#### [Task goal]
Would you return the full listing exactly, with nothing altered?

#### [Supplied material]
PR #388, opened 2016-08-30
Change vagrant provisioning to use ansible

ryanlerch:
This changes the was we provision the vagrant devel
envrionment, from the shell provisioner to the ansible
one.

These changes are based heavily on the same work done by @bowlofeggs on bodhi in https://github.com/fedora-infra/bodhi/pull/893

### DIFF
--- a/Vagrantfile
+++ b/Vagrantfile
@@ -7,29 +7,13 @@ Vagrant.configure(2) do |config|
   config.vm.network "forwarded_port", guest: 5000, host: 5001
   config.vm.synced_folder ".", "/vagrant", type: "sshfs"
 
-  config.vm.provision "shell", inline: "sudo dnf -y install python redhat-rpm-config python-devel postgresql-devel postgresql-server rpl python-alembic python-psycopg2 gcc"
+  # Ansible needs the guest to have these
+  config.vm.provision "shell", inline: "sudo dnf install -y libselinux-python python2-dnf"
 
-  config.vm.provision "shell", inline: "pip install kitchen paver urllib3"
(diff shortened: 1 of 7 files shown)


pypingou:
Looks good to me.

@bowlofeggs do you want to check it as well?

Vagrantfile
```diff
@@ -7,29 +7,13 @@ Vagrant.configure(2) do |config|
   config.vm.network "forwarded_port", guest: 5000, host: 5001
   config.vm.synced_folder ".", "/vagrant", type: "sshfs"
```
bowlofeggs: By the way, @dustymabe just got vagrant-sshfs into Bodhi today, so soon you won't need to set up the copr anymore. Pretty sweet, right?

devel/ansible/roles/dev/tasks/main.yml
```diff
@@ -0,0 +1,44 @@
...
+      - redhat-rpm-config
+
+- name: Install python packages
+  pip:
+      name: "{{ item }}"
+      state: present
+  with_items:
+      - kitchen
+      - paver
+      - urllib3
```
bowlofeggs: I personally recommend just putting these packages with the ones above so it becomes one dnf transaction instead of two, only because it'll go a little faster. It's just a preference thing, so if you like this better feel free.

bowlofeggs:
I agree with @pypingou, this looks great. Feel free to merge as you please!

Vagrantfile
pypingou: \ó/

pypingou:
Let's merge, we can always revisit later to adjust :)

#### [Answer to this task]
PR #388, opened 2016-08-30
Change vagrant provisioning to use ansible

ryanlerch:
This changes the was we provision the vagrant devel
envrionment, from the shell provisioner to the ansible
one.

These changes are based heavily on the same work done by @bowlofeggs on bodhi in https://github.com/fedora-infra/bodhi/pull/893

### DIFF
--- a/Vagrantfile
+++ b/Vagrantfile
@@ -7,29 +7,13 @@ Vagrant.configure(2) do |config|
   config.vm.network "forwarded_port", guest: 5000, host: 5001
   config.vm.synced_folder ".", "/vagrant", type: "sshfs"
 
-  config.vm.provision "shell", inline: "sudo dnf -y install python redhat-rpm-config python-devel postgresql-devel postgresql-server rpl python-alembic python-psycopg2 gcc"
+  # Ansible needs the guest to have these
+  config.vm.provision "shell", inline: "sudo dnf install -y libselinux-python python2-dnf"
 
-  config.vm.provision "shell", inline: "pip install kitchen paver urllib3"
(diff shortened: 1 of 7 files shown)


pypingou:
Looks good to me.

@bowlofeggs do you want to check it as well?

Vagrantfile
```diff
@@ -7,29 +7,13 @@ Vagrant.configure(2) do |config|
   config.vm.network "forwarded_port", guest: 5000, host: 5001
   config.vm.synced_folder ".", "/vagrant", type: "sshfs"
```
bowlofeggs: By the way, @dustymabe just got vagrant-sshfs into Bodhi today, so soon you won't need to set up the copr anymore. Pretty sweet, right?

devel/ansible/roles/dev/tasks/main.yml
```diff
@@ -0,0 +1,44 @@
...
+      - redhat-rpm-config
+
+- name: Install python packages
+  pip:
+      name: "{{ item }}"
+      state: present
+  with_items:
+      - kitchen
+      - paver
+      - urllib3
```
bowlofeggs: I personally recommend just putting these packages with the ones above so it becomes one dnf transaction instead of two, only because it'll go a little faster. It's just a preference thing, so if you like this better feel free.

bowlofeggs:
I agree with @pypingou, this looks great. Feel free to merge as you please!

Vagrantfile
pypingou: \ó/

pypingou:
Let's merge, we can always revisit later to adjust :)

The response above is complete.